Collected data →
★ ★ ★ ★

PR #282, opened 2020-06-15
fix: sim window minized on xcode 11.4

sadafyadegari:
Simulators remain minimized when running tests with Xcode 11.4.1. Fix was to launch simulator UI client before simulators are booted.

### DIFF
--- a/lib/simulator-xcode-11.4.js
+++ b/lib/simulator-xcode-11.4.js
@@ -114,9 +114,8 @@ class SimulatorXcode11_4 extends SimulatorXcode11 {
     if (!isUiClientRunning) {
       await this.startUIClient(opts);
     }
-    await this.bootSimulator();
+    await this.boot();
   }
-
 
 }
 
--- a/lib/simulator-xcode-11.4.js
+++ b/lib/simulator-xcode-11.4.js
@@ -1,6 +1,7 @@
 import _ from 'lodash';
 import SimulatorXcode11 from './simulator-xcode-11';
 import log from './logger';
+import {retryInterval} from "asyncbox";
 
 
 class SimulatorXcode11_4 extends SimulatorXcode11 {
@@ -107,22 +108,18 @@ class SimulatorXcode11_4 extends SimulatorXcode11 {
   }
 
   /**
-   * Opens simulator's UI Client if not already open and boots sim
-   *
-   * @param uiClientPid - process id of simulator UI client.
-   * @param opts - arguments to start simulator UI client with.
-   * @returns {Promise} - a promise that resolves when sim UI client is launched and sim is booted.
+   * @inheritdoc
    * @override
-   */
-  async launchSimWindow (uiClientPid, opts) {
+   * */
+  async launchWindow (isUiClientRunning, opts) {
     // In xcode 11.4, UI Client must be first launched, otherwise
     // sim window stays minimized
-    if (!uiClientPid) {
+    if (!isUiClientRunning) {
       await this.startUIClient(opts);
     }
-    log.info(`Booting Simulator with UDID '${this.udid}'...`);
     await this.bootSimulator();
   }
+
 
 }
 
--- a/lib/simulator-xcode-11.4.js
+++ b/lib/simulator-xcode-11.4.js
@@ -1,8 +1,5 @@
 import _ from 'lodash';
 import SimulatorXcode11 from './simulator-xcode-11';
-import log from './logger';
-import {retryInterval} from "asyncbox";
-
 
 class SimulatorXcode11_4 extends SimulatorXcode11 {
   constructor (udid, xcodeVersion) {
--- a/lib/simulator-xcode-11.4.js
+++ b/lib/simulator-xcode-11.4.js
@@ -1,5 +1,6 @@
 import _ from 'lodash';
 import SimulatorXcode11 from './simulator-xcode-11';
+import log from './logger';
 
 
 class SimulatorXcode11_4 extends SimulatorXcode11 {
@@ -104,6 +105,25 @@ class SimulatorXcode11_4 extends SimulatorXcode11 {
   async clearKeychains () {
     await this.simctl.resetKeychain();
   }
+
+  /**
+   * Opens simulator's UI Client if not already open and boots sim
+   *
+   * @param uiClientPid - process id of simulator UI client.
+   * @param opts - arguments to start simulator UI client with.
+   * @returns {Promise} - a promise that resolves when sim UI client is launched and sim is booted.
+   * @override
+   */
+  async launchSimWindow (uiClientPid, opts) {
+    // In xcode 11.4, UI Client must be first launched, otherwise
+    // sim window stays minimized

★ ★ ★ ★

THE PROBLEM → Copy out every line of the data where the word "isUiClientRunning" occurs.

REPLY TO THE EXERCISE →
     if (!isUiClientRunning) {
+  async launchWindow (isUiClientRunning, opts) {
+    if (!isUiClientRunning) {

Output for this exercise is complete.